South African-Italian artist and jewelry designer

Ambra Gambale is a South African and Italian artist and fine jewellery designer. Her Skullchemy range of memento mori artworks created from exotic animal skulls, metals & precious stones have been exhibited and sold in London, Notting Hill & Dover Street, Mayfair. Her fine jewellery range is handmade and centred on the use of gold, ebony and diamonds. Her collectors include Pulitzer Prize winner Lauren Beukes.

Her Silvered Crocodile Skull art piece is a crocodile skull in platinum and diamonds that was featured in Casa Vogue of Brazil, valued at £1,000,000. While merchandised pieces of the skull along with her jewelry have been sold at Wolf & Badger in Mayfair and Merchants on Long, Cape Town.

==Life and career==

===Early life===
Born in South Africa of mixed Sicilian and Venetian ancestry. Ambra went on to study design at Central Saint Martins and the Inchbald School of Design in London before setting up her own jewellery brand.

===Career===
Ambra Gambale established Ambra Fine Jewellery in 2010, making use of fine diamonds and precious metals such as gold and platinum. Her works are designed for the high-end luxury market, but also have a playful and girly charm.

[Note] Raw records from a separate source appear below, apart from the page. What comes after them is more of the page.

PR #777, opened 2023-08-07
nimble, uuid: generate UUIDs via `std/sysrand`, not `pragmagic/uuids`

### LINKED ISSUE #424: uuid: use best practices for UUID generation

ee7:
Replace two Nimble dependencies with our own code.

Before this commit, configlet would generate a UUID with the Nimble packages [pragmagic/uuids][1] and [pragmagic/isaac][2] (itself a port of a [C implementation][3]).

However, the `uuids` package doesn't currently work on Windows with Nim 2.0 (due to Nim [removing][4] some functions for a deprecated Win32 API). I've [created a PR for the package][5], but:

- That PR may not be sufficient.
- I want to move away from these dependencies anyway (see #424).
- Our tests for UUID generation are good enough that we can confidently change the implementation.

`std/sysrand` has been around for 2.5 years, but still [warns][6] that it hasn't been formally audited and doesn't guarantee safety for cryptographic purposes. But it's probably good enough for our purposes: there's more use, review, and maintenance of std/sysrand than pragmagic/isaac anyway (whose most recent commit was in 2017, and ISAAC is questionable as a CSPRNG).

In the tests, add a test for distinctness, and test more UUIDs. The `configlet uuid` command sets a limit of 1000 UUIDs, so let's assert that nothing strange happens above that number. Pick the number such that the genUuid tests take on the order of 100 ms.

By 2013, her jewellery had been sold and listed next to the likes of Anoushka Ducas & Theo Fennel and stocked internationally in London, UK, and Cape Town, South Africa. Her 2013 collection "Diamond Dreaming" included bracelets, necklaces and pendants inspired by the Islamic Hamsa motif as well as keys, crowns and peace signs in 9ct and 18ct white, yellow and rose gold.

Her range of Skullchmey exotic animal skulls of crocodile, baboon, caracul are dipped in liquid precious metals in a technique she has developed herself. Her metal embalming process leaves the exotic animal skulls in an antiqued patina finish that is already being copied by others. Ambra's Skullchemy range is inspired by surreal influences of skeletal carcasses she had seen on South African roads, juxtaposed with her desire to add hope and light to this scene of death.

Her works have been exhibited and listed on international media such as Casa Vogue of Brazil, Top Billing TV show in South Africa, British GQ & Grazia Magazine.

==Artwork==

Her works include:
- Slivered Crocodile Skull, an exotic crocodile skull in precious metal and stones.